One of the limitations of GICs is the sensitivity of freshly set cement to moisture and this is the reason why it should be protected immediately and coated with varnish. GICs also have the tendency to absorb the dye due to their hydrophilic nature and this could give false-positive results. During specimen’s preparation for microleakage investigation, some dehydration was noticed in the restorations which could result in increased dye absorption.
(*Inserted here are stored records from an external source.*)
PR #41923, opened 2025-08-16
Add `org.owasp.dependencycheck`

Pankraz76:
As in email mentioned.

### DIFF
--- a/.github/workflows/owasp-analysis.yml
+++ b/.github/workflows/owasp-analysis.yml
@@ -1,0 +1,26 @@
+name: OWASP
+
+on: 
+  workflow_dispatch:
+
+env:
+  MAVEN_ARGS: "-B -nsu -Daether.connector.http.connectionMaxTtl=25"
+
+defaults:
+  run:
+    shell: bash
+
+permissions:
+  contents: read
+
+jobs:
+  analysis:
+    name: OWASP dependency-check
+    runs-on: ubuntu-latest
+    if: github.repository == 'keycloak/keycloak'
+    steps:
+      - uses: actions/checkout@11bd71901bbe5b1630ceea73d27597364c9af683 # v4.2.2
+      - name: Build Keycloak
+        uses: ./.github/actions/build-keycloak
+      - name: OWASP dependency-check
+        run: ./mvnw -e --no-transfer-progress dependency-check:check
--- a/.github/workflows/schedule-nightly.yml
+++ b/.github/workflows/schedule-nightly.yml
@@ -41,6 +41,7 @@ jobs:
         - codeql-analysis.yml
         - snyk-analysis.yml
         - trivy-analysis.yml
+        - owasp-analysis.yml
 
     steps:
       - name: Run workflow
@@ -58,6 +59,8 @@ jobs:
       matrix:
         workflow:
           - snyk-analysis.yml
+          - trivy-analysis.yml
+          - owasp-analysis.yml
 
     steps:
       - run: echo ${{ needs.setup.outputs.latest-release-branch }}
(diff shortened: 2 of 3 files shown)


pom.xml
```diff
@@ -1314,6 +1314,22 @@
...
+                        <failBuildOnCVSS>3</failBuildOnCVSS>
+                    </configuration>
+                    <executions>
+                        <execution>
+                            <phase>verify</phase>
+                            <goals>
+                                <goal>check</goal>
+                            </goals>
+                        </execution>
+                    </executions>
```
Pankraz76:
```suggestion
```
as executed on CI, right?

Pankraz76:
here it's surprisingly no problem, how it should be the desired case:

- https://github.com/apache/kafka/pull/20364

stianst (changes requested):
I'm not sure what email you are referring to, but don't think we would want OWASP DependencyCheck integrated in this way.

We're also already using Snyk and Trivy. OWASP will most likely just report the same CVEs again. From what I found in the past OWASP also reports a number of false positives (for example matching dependencies with a different dependency because some parts of the name is shared).

We'd want it to be a separate workflow, and probably triggered on a nightly basis, rather than as part of PRs. For PRs it may be interesting if we can only report against any dependencies included in a PR, but if a CVE is already present in main we shouldn't block PRs due to that.

@abstractj @rmartinc FIY

Pankraz76:
> already present in main we shouldn't block PRs due to that.

Yes this should not be the case. Assuming its only failing if there is a fix ready to be used used, or a simple downgrade, or suppression to fix the CVE error.

Yes on every PR is too much. Nightly should be more efficient.


> We're also already using Snyk and Trivy.

Lets put it this way. I was able to integrate this plugin in spring and kafka but not here, assuming its a bug or some CVE not found yet.

.github/workflows/schedule-nightly.yml
```diff
@@ -58,6 +59,8 @@ jobs:
       matrix:
         workflow:
           - snyk-analysis.yml
```
Pankraz76, line 61: should snyk remain exclusive here? or is trivy here any good as well?

.github/workflows/owasp-analysis.yml
```diff
@@ -0,0 +1,26 @@
...
+  analysis:
+    name: OWASP dependency-check
+    runs-on: ubuntu-latest
+    if: github.repository == 'keycloak/keycloak'
+    steps:
+      - uses: actions/checkout@11bd71901bbe5b1630ceea73d27597364c9af683 # v4.2.2
+      - name: Build Keycloak
+        uses: ./.github/actions/build-keycloak
+      - name: OWASP dependency-check
+        run: ./mvnw -e --no-transfer-progress dependency-check:check
```
Pankraz76, line 26: should fail on corruption.

.github/workflows/schedule-nightly.yml
```diff
@@ -58,6 +59,8 @@ jobs:
...
+          - trivy-analysis.yml
+          - owasp-analysis.yml
```
Pankraz76, line 63: these will prevent a vulnerable release, right?

jonkoops:
We don't want to fail the build when a security issue is present in one of the dependencies, this would hold up other PRs and work, and we already have scanners set up to inform us of any security issues in our dependencies. Like @stianst mentioned, any issues reported by OWASP will likely already have been caught, so this just adds unnecessary overhead.

.github/workflows/schedule-nightly.yml
stianst: Blocking a release is not the process we follow. Let's for argument say there are 2 CVEs in 3rd party dependencies in the latest release, and only 1 is fixable at the time of the release it is more beneficial to release fixing 1 CVE than it is to block the release.

We continuously review open CVEs. Based on severity and whether or not Keycloak is affected we prioritise when fixes are included (and released).

PR #41944, opened 2025-08-18
fix: addressing possible npes

### LINKED ISSUE #40659: Possible Dereference of Null. SAST
### Description

New day, new issue :)

Looks like it is worth adding a Null check, since the function can return a null value.

### Discussion

_No response_

### Motivation

Right here:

Obtaining sound extracted human teeth are becoming quite difficult due to popularity of minimally invasive restorative treatment. Accordingly, bovine teeth have been commonly used as an alternative for human teeth due to their availabilities, larger sizes and flat surfaces (37). Previous microleakage studies have demonstrated that there is no significant difference in the results obtained in human and bovine teeth (38, 39) which making bovine teeth suitable for in vitro studies.

Conclusions

Within the limitation of this study, it can be concluded that:

  1. None of the tested restorative materials was free from the microleakage.

  2. Cavities filled with KetacTM Silver exhibited the highest microleakage scores followed by Zirconomer and composite.

  3. It found that the newer material (Zirconomer) had significant differences verses KetacTM Silver and amalgam, but not with composite.

  4. Amalgam showed the least microleakage scores and also there were highly significant variations between amalgam and other tested restorative materials.

Further experiments are required to be done in order to achieve the maximum enhancement of bonding characteristics in newly available GICs in the long-term.